Potency comparisons between BUMETANIDE and FUROSCIX depend on the specific clinical indication. These are both Loop Diuretic agents and are not directly interchangeable by dose. A physician or clinical pharmacist should guide any therapeutic switching decisions.
The standard adult dose of BUMETANIDE is: 0.5-2 mg IV/IM/PO once daily; may repeat every 6-8 hours; max 10 mg/day. Continuous IV infusion: 1 mg loading dose, then 0.5-2 mg/hour.. The standard adult dose of FUROSCIX is: 80 mg subcutaneously once daily via prefilled syringe. Maximum 80 mg/day. Administer as an adjunct to oral diuretic therapy.. Dosing should always be individualized based on indication, renal and hepatic function, age, and other patient factors.
No direct drug-drug interaction has been formally documented between BUMETANIDE and FUROSCIX in current clinical databases. However, individual patient risk factors including other medications, organ function, and comorbidities should always be evaluated by a qualified healthcare provider.
The maternal-fetal safety profiles differ.
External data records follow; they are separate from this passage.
PR #9596, opened 2025-10-30
Xdc : Add XdcTestBlockchain for Module testing

Demuirgos:
Adds a lot of fixes and refactor for XDC. 

Some Changes to NMC modules, for inherited behavior:
src/Nethermind/Nethermind.Consensus/Processing/BlockProcessor.cs
src/Nethermind/Nethermind.Consensus/Producers/BlockProducerBase.cs

Also fixes an issue with BasicTestBlockchain unrelated to XDC.

### DIFF
--- a/src/Nethermind/Nethermind.Xdc.Test/XdcHeaderValidatorTests.cs
+++ b/src/Nethermind/Nethermind.Xdc.Test/XdcHeaderValidatorTests.cs
@@ -72,8 +72,9 @@ public class Tests
 
         //Invalid total difficulty
         blockHeaderBuilder = CreateValidHeader();
-        blockHeaderBuilder.WithDifficulty(2);
-        blockHeaderBuilder.WithTotalDifficulty(1);
+        blockHeaderBuilder
+            .WithDifficulty(1)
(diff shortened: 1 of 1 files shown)


src/Nethermind/Nethermind.Xdc.Test/XdcHeaderValidatorTests.cs
```diff
@@ -65,6 +65,17 @@ public static IEnumerable<object[]> HeaderTestCases()
...
 
+        //Invalid difficulty
+        blockHeaderBuilder = CreateValidHeader();
+        blockHeaderBuilder.WithDifficulty(2);
+        yield return [blockHeaderBuilder, false];
+
+        //Invalid total difficulty
+        blockHeaderBuilder = CreateValidHeader();
+        blockHeaderBuilder.WithDifficulty(2);
+        blockHeaderBuilder.WithTotalDifficulty(1);
```
cicr99: Difficulty is already invalid here, it'll return false no matter the total difficulty set.
Also these two calls to the builder can be made fluently 🙂

cicr99 (approved):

BUMETANIDE is classified as Category A/B. Bumetanide crosses the placenta. First trimester: No adequate human studies; animal studies show no teratogenicity at clinically relevant doses. Second and third trimesters: Risk o. FUROSCIX is classified as Category C. Furosemide crosses the placenta. First trimester: Limited human data, animal studies show no teratogenicity at clinically relevant doses. Second and third trimesters: Use may cause. Always consult a maternal-fetal medicine specialist before taking either drug during pregnancy or lactation.